WORK TASK | Go through the entries below, tally each line that has the word "currently", and give only the total.

------------------------------------

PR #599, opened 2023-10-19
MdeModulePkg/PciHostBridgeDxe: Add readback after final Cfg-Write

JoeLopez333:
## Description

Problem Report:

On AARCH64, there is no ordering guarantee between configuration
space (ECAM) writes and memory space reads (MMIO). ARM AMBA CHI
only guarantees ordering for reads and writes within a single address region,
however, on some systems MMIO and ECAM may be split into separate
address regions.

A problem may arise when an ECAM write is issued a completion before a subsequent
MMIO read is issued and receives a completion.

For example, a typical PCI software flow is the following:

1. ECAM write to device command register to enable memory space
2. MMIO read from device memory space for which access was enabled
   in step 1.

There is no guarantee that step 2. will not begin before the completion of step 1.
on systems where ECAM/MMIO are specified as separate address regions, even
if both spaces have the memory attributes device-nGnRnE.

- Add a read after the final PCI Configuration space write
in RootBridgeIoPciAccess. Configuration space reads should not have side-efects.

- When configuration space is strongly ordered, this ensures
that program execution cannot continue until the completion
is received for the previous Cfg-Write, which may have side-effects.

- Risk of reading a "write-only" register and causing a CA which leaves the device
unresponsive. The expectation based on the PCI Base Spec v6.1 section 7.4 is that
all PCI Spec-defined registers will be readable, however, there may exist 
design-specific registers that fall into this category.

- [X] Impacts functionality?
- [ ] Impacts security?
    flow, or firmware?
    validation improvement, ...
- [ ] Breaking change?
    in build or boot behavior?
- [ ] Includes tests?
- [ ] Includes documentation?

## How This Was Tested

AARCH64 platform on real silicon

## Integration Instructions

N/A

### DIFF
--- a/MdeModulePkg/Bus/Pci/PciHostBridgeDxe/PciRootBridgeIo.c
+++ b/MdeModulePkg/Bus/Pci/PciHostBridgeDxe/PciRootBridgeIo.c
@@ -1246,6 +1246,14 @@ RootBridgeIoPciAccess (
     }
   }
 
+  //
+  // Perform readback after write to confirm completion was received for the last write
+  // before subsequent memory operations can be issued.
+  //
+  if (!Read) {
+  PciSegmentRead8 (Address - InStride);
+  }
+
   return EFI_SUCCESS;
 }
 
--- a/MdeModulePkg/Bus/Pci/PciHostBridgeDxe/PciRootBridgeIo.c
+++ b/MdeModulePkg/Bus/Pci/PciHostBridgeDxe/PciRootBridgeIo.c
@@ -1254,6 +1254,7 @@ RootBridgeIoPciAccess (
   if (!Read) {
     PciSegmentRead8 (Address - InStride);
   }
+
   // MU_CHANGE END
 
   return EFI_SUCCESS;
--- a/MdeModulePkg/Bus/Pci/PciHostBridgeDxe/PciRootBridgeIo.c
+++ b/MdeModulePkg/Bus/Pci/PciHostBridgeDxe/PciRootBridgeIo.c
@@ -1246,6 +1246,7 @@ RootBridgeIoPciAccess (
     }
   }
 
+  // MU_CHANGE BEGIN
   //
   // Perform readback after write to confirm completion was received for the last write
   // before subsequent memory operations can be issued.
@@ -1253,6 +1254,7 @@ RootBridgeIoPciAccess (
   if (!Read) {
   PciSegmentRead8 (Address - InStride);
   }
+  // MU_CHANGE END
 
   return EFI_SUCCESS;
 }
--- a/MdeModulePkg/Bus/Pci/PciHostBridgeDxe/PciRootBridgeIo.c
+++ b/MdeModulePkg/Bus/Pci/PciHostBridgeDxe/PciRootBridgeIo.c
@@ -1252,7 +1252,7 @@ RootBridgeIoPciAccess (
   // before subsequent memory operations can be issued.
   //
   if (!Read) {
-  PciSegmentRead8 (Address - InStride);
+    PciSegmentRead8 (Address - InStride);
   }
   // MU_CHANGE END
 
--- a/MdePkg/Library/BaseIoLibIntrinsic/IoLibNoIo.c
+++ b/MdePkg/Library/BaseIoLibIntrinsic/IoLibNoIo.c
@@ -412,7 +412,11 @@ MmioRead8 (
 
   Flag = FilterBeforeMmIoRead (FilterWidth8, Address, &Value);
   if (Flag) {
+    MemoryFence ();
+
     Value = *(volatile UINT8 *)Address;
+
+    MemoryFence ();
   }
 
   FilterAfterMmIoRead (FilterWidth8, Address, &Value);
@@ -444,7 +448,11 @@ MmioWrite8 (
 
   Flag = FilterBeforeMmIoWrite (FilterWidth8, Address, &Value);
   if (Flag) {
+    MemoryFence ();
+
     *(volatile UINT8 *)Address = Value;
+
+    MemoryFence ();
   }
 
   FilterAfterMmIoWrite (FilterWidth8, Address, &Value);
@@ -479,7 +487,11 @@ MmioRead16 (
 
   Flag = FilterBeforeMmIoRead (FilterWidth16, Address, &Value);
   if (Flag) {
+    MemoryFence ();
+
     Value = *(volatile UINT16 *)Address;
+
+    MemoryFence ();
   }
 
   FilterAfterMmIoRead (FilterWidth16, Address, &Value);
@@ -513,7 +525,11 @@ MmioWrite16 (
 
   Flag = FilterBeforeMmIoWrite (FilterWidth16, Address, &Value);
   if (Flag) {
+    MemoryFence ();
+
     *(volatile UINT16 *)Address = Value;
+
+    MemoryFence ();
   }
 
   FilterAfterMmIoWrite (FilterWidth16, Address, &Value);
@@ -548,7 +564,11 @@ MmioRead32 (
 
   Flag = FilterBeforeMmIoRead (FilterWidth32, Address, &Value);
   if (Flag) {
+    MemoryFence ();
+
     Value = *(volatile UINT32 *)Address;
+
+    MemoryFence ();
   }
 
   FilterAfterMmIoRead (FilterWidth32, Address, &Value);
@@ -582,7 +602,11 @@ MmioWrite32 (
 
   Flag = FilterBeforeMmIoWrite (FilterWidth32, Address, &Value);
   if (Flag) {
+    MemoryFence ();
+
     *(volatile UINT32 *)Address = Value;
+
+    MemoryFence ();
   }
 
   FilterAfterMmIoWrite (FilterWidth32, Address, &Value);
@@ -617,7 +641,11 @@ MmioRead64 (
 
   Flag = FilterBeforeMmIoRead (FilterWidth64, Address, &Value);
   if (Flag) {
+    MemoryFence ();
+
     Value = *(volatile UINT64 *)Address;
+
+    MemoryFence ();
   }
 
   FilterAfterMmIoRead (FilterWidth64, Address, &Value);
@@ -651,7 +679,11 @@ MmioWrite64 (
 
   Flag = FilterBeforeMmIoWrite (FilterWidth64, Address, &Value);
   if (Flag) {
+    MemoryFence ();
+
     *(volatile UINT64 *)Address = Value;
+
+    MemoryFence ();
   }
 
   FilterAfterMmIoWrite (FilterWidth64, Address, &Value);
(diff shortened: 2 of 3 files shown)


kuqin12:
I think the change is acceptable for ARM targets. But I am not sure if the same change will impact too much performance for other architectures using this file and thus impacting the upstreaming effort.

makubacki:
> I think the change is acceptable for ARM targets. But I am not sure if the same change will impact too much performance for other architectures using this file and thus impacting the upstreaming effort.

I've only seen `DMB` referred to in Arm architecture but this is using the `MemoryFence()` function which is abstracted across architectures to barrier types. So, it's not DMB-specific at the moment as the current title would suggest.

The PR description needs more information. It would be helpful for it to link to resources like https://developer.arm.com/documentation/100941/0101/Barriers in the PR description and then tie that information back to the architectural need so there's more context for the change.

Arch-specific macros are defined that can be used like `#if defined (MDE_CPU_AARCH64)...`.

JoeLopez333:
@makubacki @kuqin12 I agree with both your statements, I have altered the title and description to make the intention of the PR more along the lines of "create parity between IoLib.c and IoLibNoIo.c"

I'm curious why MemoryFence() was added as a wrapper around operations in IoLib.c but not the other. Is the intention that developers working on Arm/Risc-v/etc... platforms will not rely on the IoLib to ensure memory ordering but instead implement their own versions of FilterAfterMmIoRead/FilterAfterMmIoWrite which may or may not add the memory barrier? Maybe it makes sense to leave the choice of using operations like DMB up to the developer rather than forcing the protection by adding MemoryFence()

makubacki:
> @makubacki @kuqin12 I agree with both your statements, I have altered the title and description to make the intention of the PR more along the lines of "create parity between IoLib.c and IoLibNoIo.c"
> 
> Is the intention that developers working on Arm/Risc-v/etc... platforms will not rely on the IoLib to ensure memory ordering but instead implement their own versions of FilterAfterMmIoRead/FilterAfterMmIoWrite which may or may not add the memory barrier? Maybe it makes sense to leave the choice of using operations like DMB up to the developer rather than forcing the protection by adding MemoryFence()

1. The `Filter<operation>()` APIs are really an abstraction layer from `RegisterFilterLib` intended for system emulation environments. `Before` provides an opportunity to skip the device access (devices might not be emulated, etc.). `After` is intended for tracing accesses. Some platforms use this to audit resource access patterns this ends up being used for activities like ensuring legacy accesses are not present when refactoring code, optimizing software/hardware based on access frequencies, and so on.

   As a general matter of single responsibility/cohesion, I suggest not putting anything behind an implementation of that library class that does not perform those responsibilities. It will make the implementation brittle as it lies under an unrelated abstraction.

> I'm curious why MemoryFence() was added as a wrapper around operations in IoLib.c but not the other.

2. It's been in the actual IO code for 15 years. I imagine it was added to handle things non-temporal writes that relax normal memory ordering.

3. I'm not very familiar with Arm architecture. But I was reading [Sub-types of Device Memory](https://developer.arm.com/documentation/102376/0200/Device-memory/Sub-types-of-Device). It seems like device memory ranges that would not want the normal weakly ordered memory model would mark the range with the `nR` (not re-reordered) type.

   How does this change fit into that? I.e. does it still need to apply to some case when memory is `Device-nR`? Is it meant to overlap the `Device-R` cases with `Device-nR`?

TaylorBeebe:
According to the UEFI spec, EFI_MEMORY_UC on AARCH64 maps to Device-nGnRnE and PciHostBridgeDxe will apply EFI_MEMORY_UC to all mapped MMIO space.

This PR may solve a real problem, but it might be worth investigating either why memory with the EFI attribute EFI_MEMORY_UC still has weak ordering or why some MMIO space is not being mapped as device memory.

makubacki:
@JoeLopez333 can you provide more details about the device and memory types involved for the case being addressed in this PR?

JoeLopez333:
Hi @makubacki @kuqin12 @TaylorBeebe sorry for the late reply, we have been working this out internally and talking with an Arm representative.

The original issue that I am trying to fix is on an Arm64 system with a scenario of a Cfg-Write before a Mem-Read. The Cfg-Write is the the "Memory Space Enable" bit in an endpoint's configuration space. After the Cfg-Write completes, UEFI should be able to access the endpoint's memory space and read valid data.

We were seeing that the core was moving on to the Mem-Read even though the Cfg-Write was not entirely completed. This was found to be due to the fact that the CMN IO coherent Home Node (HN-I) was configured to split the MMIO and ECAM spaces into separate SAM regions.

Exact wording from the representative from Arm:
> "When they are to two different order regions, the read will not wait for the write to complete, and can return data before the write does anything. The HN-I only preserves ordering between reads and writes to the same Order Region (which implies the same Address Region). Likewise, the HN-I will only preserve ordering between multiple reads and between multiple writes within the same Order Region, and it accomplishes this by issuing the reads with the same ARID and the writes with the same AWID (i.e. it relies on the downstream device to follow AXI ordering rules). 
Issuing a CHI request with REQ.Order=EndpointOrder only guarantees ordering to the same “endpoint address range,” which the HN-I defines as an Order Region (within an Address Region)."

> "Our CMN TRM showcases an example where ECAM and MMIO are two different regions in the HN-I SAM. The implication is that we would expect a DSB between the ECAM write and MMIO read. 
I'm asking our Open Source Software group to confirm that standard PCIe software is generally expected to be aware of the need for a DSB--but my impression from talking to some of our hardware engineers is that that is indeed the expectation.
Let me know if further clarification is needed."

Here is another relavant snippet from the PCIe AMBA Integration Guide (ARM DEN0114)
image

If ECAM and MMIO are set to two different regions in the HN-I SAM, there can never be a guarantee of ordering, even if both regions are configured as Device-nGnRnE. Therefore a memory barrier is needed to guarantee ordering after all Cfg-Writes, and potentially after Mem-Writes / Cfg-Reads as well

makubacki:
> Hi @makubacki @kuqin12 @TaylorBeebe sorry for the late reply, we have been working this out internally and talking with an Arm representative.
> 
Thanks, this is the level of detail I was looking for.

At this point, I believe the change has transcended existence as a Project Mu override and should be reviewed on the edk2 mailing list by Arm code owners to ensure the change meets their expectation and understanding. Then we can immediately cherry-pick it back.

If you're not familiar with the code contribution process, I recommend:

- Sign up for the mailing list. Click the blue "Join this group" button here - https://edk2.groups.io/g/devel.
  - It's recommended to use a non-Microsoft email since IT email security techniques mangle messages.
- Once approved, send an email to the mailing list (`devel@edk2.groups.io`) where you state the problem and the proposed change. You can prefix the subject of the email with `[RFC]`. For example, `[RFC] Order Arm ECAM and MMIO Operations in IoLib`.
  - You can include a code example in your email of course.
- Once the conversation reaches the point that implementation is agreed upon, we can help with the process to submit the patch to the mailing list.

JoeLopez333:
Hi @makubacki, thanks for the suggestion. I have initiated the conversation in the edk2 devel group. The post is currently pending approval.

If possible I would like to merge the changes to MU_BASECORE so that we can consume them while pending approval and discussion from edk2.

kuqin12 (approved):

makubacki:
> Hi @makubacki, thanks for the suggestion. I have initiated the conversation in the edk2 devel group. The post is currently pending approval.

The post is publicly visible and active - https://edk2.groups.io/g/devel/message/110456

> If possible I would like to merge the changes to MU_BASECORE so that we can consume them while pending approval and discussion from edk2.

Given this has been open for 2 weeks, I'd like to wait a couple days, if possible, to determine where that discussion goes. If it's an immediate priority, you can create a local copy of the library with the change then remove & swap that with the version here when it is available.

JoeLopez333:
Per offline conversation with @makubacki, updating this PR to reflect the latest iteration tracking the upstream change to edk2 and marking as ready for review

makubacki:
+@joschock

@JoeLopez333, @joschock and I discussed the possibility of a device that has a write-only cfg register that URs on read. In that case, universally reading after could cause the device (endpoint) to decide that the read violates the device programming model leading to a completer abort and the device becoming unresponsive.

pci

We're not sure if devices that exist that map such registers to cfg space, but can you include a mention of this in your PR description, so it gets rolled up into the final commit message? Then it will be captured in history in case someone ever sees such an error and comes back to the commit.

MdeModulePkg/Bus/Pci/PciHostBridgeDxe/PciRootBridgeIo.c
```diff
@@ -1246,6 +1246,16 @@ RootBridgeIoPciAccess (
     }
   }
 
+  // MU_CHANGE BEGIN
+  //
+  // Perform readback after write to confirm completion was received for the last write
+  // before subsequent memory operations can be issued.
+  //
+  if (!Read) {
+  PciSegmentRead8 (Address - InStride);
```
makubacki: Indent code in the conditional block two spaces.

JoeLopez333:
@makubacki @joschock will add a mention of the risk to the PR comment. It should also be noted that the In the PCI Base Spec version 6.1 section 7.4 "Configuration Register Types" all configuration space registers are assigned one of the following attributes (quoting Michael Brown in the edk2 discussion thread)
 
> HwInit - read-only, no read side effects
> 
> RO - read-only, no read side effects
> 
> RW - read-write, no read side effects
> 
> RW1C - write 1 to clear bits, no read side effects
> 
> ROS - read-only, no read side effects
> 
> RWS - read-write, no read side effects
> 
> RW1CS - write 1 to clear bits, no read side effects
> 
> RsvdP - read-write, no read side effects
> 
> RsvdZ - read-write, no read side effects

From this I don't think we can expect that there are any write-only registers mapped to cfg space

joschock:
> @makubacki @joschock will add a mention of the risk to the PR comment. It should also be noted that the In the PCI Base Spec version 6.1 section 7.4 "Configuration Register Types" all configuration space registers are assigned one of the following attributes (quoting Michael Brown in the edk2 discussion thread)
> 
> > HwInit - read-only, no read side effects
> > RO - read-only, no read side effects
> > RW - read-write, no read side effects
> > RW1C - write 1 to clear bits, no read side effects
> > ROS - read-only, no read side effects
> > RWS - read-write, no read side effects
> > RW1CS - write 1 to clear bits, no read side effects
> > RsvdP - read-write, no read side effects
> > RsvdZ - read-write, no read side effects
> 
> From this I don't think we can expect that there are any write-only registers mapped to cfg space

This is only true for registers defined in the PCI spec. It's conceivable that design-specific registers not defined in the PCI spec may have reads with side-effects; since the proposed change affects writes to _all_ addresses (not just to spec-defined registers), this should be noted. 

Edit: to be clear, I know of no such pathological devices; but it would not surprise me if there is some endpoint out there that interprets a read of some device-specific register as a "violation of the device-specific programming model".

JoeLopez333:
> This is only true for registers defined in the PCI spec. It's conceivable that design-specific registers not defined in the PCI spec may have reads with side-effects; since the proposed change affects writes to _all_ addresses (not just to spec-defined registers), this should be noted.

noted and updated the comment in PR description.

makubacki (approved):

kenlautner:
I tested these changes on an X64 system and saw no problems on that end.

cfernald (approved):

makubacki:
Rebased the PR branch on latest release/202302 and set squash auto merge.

------------------------------------

ANSWER | 2